(Dataset entries)
PR #607, opened 2015-01-06
allows non-standard directory structure

nealharris:
The motivation for this is that I work with a Rails app whose maintenance is shared by many small teams.  We organize the code such that teams have their own sub-dirs under `app`.  So, we have `app/foo_team/controllers/api/foo_controller.rb`, and `app/bar_team/models/bar.rb`, etc.

This change allows me to continue to use Brakeman with the code organized this way, but shouldn't have any adverse affects for apps that have the usual Rails structure.


lib/brakeman/version.rb
```diff
@@ -1,3 +1,3 @@
 module Brakeman
-  Version = "3.0.0"
```
presidentbeef: Please do not change the version number.

nealharris: Done.  Sorry about that.

test/tests/brakeman.rb
```diff
@@ -29,6 +29,42 @@ def test_relative_path_in_warnings
 
 
   end
+
+  def test_app_tree_flexible_file_paths
+    require 'brakeman/options'
+    relative_path = File.expand_path(File.join(File.dirname(__FILE__), "..", "/apps/rails4_non_standard_structure/"))
```
presidentbeef: You can use `TEST_PATH` here:

```ruby
File.join(TEST_PATH, "/apps/rails4_non_standard_structure/")
```

test/tests/brakeman.rb
```diff
@@ -29,6 +29,42 @@ def test_relative_path_in_warnings
...
+    at.controller_paths.each do |path|
+      if File.basename(path) == 'foo.rb'
+        contains_foo_controller = true
+        break
+      end
+    end
+
+    contains_foo_model = false
+    at.model_paths.each do |path|
+      if File.basename(path) == 'foo.rb'
```
presidentbeef: These file names should probably be different so it is clear the test is working correctly.

nealharris: Agree.  Done.

test/tests/brakeman.rb
nealharris: Done.

presidentbeef:
Doesn't seem to break anything.

Thanks!

PR #611, opened 2015-01-22
Do not warn about missing CSRF protection in API

### LINKED ISSUE #573: protect_from_forgery and Rails API
Hi, `protect_from_forgery` do not apply to Rails API but `brakeman` can't tell the difference and raise warning.

presidentbeef:
If ApplicationController does not inherit from ActionController::Base, do not warn about missing/disabled `protect_from_forgery`.

This would close #573.


futhr:
:+1:

PR #626, opened 2015-02-24
Better render path information for templates

presidentbeef:
Use an actual data structure instead of an array of strings with semantics embedded in them.

Ideally this information should then be available in the JSON report, but that is a pretty serious change so for now it's only an internal change.


oreoshake:
ooOOOOOoohhhhh :+1: :mortar_board:

PR #634, opened 2015-03-09
Don't ignore calls in models outside methods

presidentbeef:
For whatever reason, calls outside of methods were ignored after initial processing, and did not go through alias processing. This meant constants were not propagated and things like [this happened](http://stackoverflow.com/questions/27853371/rails-brakeman-warning-of-sql-injection) when block/lambda arguments were not processed.


presidentbeef:
Also updated how default arguments are handled because using the default value can cause issues to be hidden.

PR #637, opened 2015-03-18
add rake task to exit with error code when fail

masarakki:
it's useful for CI like travis.


presidentbeef:
Hi,

Thank you for this. I'm sure someone will find it useful, although I discourage using `rake` with Brakeman since it unnecessarily loads the entire Rails application.

tunacasserole:
`result.filtered_warnings.empty? was clutch.  I can use that to send an email if any warnings are found without having to parse the output file.

PR #1154, opened 2020-03-19
LAR Integration Part II

PordyHUN:
I Fixed the errors i caused in the decisions, and progressed further.


Thinking-waffle:
History modifications are outdated (when related to leaders not techs or ship variants), reproduce paradox mistakes or some dubious choices that we don't want to make.

Thinking-waffle (approved):

PR #1159, opened 2020-03-27
1.9.1. Beta Patch 3 changes

PordyHUN:
Beta patch 3 come out in March 25.
I applied those changes on our vanilla overwrite files.
Nothing serious.

Removed some vanilla localization file, and moved the extra localization content to our own r56_ prefixed files. We can avoid that in the future something changed in vanilla we miss that.


SpicyAlfredo:
Looks good, Brownie points if you get the game rule switch to work with the history file

SpicyAlfredo (approved):

PR #1276, opened 2020-06-05
Plutozz returns!

eliasolsson:
* Removed "Change Scenario" button and a few other things related to 1939, since it doesn't exist anymore.
* Added alt-history German AI behavior paths and made them all reactive. (they adapt depending if you have the standard or 56 tree selected)
* Added some missing form Benelux MTG events. (they still need work to adapt if VLA/WLL is around but the important thing is fixed)
* Minor loc tweaks.


SpicyAlfredo (approved):
Welcome back

PR #1320, opened 2020-06-25
Spicy content Chile first beat

SpicyAlfredo:
Debug isn't cleared and AI needs to be taught how to play new Chile tree but I need to get this and mod on a fresher main build to further development of Chile and start work on AI


common/decisions/r56_CHL_decisions.txt
```diff
@@ -0,0 +1,46 @@
...
+		is_good = no
+
+		timeout_effect = {
+		if = {
+			limit = {
+				has_country_flag = r56_CHL_minor_uprising
+			}
+			country_event = chile.39
+		}
+		if = {
```
featherus: You should use else here instead or another if for the alternative.

featherus (approved):

PR #1392, opened 2020-08-24
Tooltip Cleanup with new feature added in 1.9

SpicyAlfredo:


Thinking-waffle (commented):
Irish docking right should probably be put behind dlc

Thinking-waffle (approved):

EXERCISE DESCRIPTION: Copy each line of the data that contains the word "Removed", leaving the other lines out.

THE ANSWER:
Removed some vanilla localization file, and moved the extra localization content to our own r56_ prefixed files. We can avoid that in the future something changed in vanilla we miss that.
* Removed "Change Scenario" button and a few other things related to 1939, since it doesn't exist anymore.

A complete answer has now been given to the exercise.